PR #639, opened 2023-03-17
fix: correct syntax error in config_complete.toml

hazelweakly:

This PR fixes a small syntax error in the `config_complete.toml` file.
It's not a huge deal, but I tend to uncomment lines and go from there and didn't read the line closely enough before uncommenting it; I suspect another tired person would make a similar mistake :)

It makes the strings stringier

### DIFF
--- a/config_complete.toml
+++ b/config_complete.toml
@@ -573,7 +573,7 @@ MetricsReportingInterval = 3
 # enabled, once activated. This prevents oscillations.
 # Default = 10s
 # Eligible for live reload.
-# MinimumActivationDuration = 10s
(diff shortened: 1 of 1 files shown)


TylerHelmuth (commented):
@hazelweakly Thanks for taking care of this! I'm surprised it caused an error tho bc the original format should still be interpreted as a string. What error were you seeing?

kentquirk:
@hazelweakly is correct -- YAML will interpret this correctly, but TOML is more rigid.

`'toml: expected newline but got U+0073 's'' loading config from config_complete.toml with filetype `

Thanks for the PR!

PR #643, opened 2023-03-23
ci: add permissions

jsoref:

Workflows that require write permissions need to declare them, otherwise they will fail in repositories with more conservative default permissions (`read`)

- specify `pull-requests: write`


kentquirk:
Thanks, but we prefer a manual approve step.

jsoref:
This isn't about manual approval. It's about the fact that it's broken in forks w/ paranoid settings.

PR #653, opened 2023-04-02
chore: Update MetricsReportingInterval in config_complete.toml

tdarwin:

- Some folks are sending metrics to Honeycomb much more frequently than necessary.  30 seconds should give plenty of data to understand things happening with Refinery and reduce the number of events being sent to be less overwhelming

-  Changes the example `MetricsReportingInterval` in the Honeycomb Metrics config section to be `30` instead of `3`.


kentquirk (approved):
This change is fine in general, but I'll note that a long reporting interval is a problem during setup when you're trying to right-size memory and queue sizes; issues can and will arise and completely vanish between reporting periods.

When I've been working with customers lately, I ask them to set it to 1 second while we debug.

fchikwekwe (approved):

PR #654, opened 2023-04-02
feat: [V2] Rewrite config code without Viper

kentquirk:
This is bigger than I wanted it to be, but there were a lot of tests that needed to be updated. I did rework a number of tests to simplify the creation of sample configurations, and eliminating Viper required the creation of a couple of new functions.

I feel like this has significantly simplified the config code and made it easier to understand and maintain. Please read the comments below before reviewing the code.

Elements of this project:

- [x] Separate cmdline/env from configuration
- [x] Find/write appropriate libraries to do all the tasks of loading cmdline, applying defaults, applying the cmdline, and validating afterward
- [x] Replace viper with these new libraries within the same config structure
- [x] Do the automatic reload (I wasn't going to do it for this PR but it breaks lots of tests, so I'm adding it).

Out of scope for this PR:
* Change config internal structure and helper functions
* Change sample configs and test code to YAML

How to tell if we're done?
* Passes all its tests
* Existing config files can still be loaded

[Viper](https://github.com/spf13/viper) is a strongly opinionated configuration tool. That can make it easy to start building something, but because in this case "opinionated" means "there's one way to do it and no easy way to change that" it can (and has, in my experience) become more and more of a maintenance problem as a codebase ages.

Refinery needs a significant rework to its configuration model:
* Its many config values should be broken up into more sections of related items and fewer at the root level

> WHAT IS EXPECTED:
The response must reproduce the whole listing exactly.

> ANSWER FOR THE TASK:
PR #639, opened 2023-03-17
fix: correct syntax error in config_complete.toml

hazelweakly:

This PR fixes a small syntax error in the `config_complete.toml` file.
It's not a huge deal, but I tend to uncomment lines and go from there and didn't read the line closely enough before uncommenting it; I suspect another tired person would make a similar mistake :)

It makes the strings stringier

### DIFF
--- a/config_complete.toml
+++ b/config_complete.toml
@@ -573,7 +573,7 @@ MetricsReportingInterval = 3
 # enabled, once activated. This prevents oscillations.
 # Default = 10s
 # Eligible for live reload.
-# MinimumActivationDuration = 10s
(diff shortened: 1 of 1 files shown)


TylerHelmuth (commented):
@hazelweakly Thanks for taking care of this! I'm surprised it caused an error tho bc the original format should still be interpreted as a string. What error were you seeing?

kentquirk:
@hazelweakly is correct -- YAML will interpret this correctly, but TOML is more rigid.

`'toml: expected newline but got U+0073 's'' loading config from config_complete.toml with filetype `

Thanks for the PR!

PR #643, opened 2023-03-23
ci: add permissions

jsoref:

Workflows that require write permissions need to declare them, otherwise they will fail in repositories with more conservative default permissions (`read`)

- specify `pull-requests: write`


kentquirk:
Thanks, but we prefer a manual approve step.

jsoref:
This isn't about manual approval. It's about the fact that it's broken in forks w/ paranoid settings.

PR #653, opened 2023-04-02
chore: Update MetricsReportingInterval in config_complete.toml

tdarwin:

- Some folks are sending metrics to Honeycomb much more frequently than necessary.  30 seconds should give plenty of data to understand things happening with Refinery and reduce the number of events being sent to be less overwhelming

-  Changes the example `MetricsReportingInterval` in the Honeycomb Metrics config section to be `30` instead of `3`.


kentquirk (approved):
This change is fine in general, but I'll note that a long reporting interval is a problem during setup when you're trying to right-size memory and queue sizes; issues can and will arise and completely vanish between reporting periods.

When I've been working with customers lately, I ask them to set it to 1 second while we debug.

fchikwekwe (approved):

PR #654, opened 2023-04-02
feat: [V2] Rewrite config code without Viper

kentquirk:
This is bigger than I wanted it to be, but there were a lot of tests that needed to be updated. I did rework a number of tests to simplify the creation of sample configurations, and eliminating Viper required the creation of a couple of new functions.

I feel like this has significantly simplified the config code and made it easier to understand and maintain. Please read the comments below before reviewing the code.

Elements of this project:

- [x] Separate cmdline/env from configuration
- [x] Find/write appropriate libraries to do all the tasks of loading cmdline, applying defaults, applying the cmdline, and validating afterward
- [x] Replace viper with these new libraries within the same config structure
- [x] Do the automatic reload (I wasn't going to do it for this PR but it breaks lots of tests, so I'm adding it).

Out of scope for this PR:
* Change config internal structure and helper functions
* Change sample configs and test code to YAML

How to tell if we're done?
* Passes all its tests
* Existing config files can still be loaded

[Viper](https://github.com/spf13/viper) is a strongly opinionated configuration tool. That can make it easy to start building something, but because in this case "opinionated" means "there's one way to do it and no easy way to change that" it can (and has, in my experience) become more and more of a maintenance problem as a codebase ages.

Refinery needs a significant rework to its configuration model:
* Its many config values should be broken up into more sections of related items and fewer at the root level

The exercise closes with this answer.